## YOUR TASK
Which lines in the entries below contain the string "return"? Show each of them in full.

## DATA FOR THE TASK
PR #402, opened 2024-06-24
Assorted improvements for TiledDataset

### LINKED ISSUE #401: Provide an informative repr for TiledDataset

### LINKED ISSUE #403: Expose the shape of all the tiles

### LINKED ISSUE #404: Apply same slice to all tiles in dataset

SolarDrew:
Add `__repr__` (just uses ds[0, 0] for now for ease of putting something together). Closes #401

Add `tiles_shape` property. Closes #403 

Add `slice_tiles()` method to apply the same slice to all datasets. Closes #404


dkist/dataset/tiled_dataset.py
```diff
@@ -124,5 +126,29 @@ def shape(self):
...
         return self._data.shape
 
+    @property
+    def tiles_shape(self):
+        """
+        The shape of each individual tile in the TiledDataset.
+        """
+        return [[tile.data.shape for tile in row] for row in self]
+
+    def slice_tiles(self, slice_):
```
Cadair, line 136: We should have this be a property so you can do `.slice_tiles[10:]` rather than `.slice_tiles(np.s_[10:])`

dkist/dataset/utils.py
```diff
@@ -18,7 +25,11 @@ def dataset_info_str(ds):
     if instr:
```
Cadair, line 25: This has never worked. It should be `ds.inventory.get("instrument")` I think.

Cadair (changes requested):
A couple of things to sort

dkist/dataset/tiled_dataset.py
```diff
@@ -66,6 +81,7 @@ def __init__(self, dataset_array, inventory=None):
         self._data = np.array(dataset_array, dtype=object)
         self._inventory = inventory or {}
         self._validate_component_datasets(self._data, inventory)
+        self._tile_slicer = TiledDatasetSlicer(self._data, self.inventory)
```
Cadair, line 84: I think you should just move this into the property.

dkist/dataset/utils.py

## PROBLEM SOLUTION
         return self._data.shape
+        return [[tile.data.shape for tile in row] for row in self]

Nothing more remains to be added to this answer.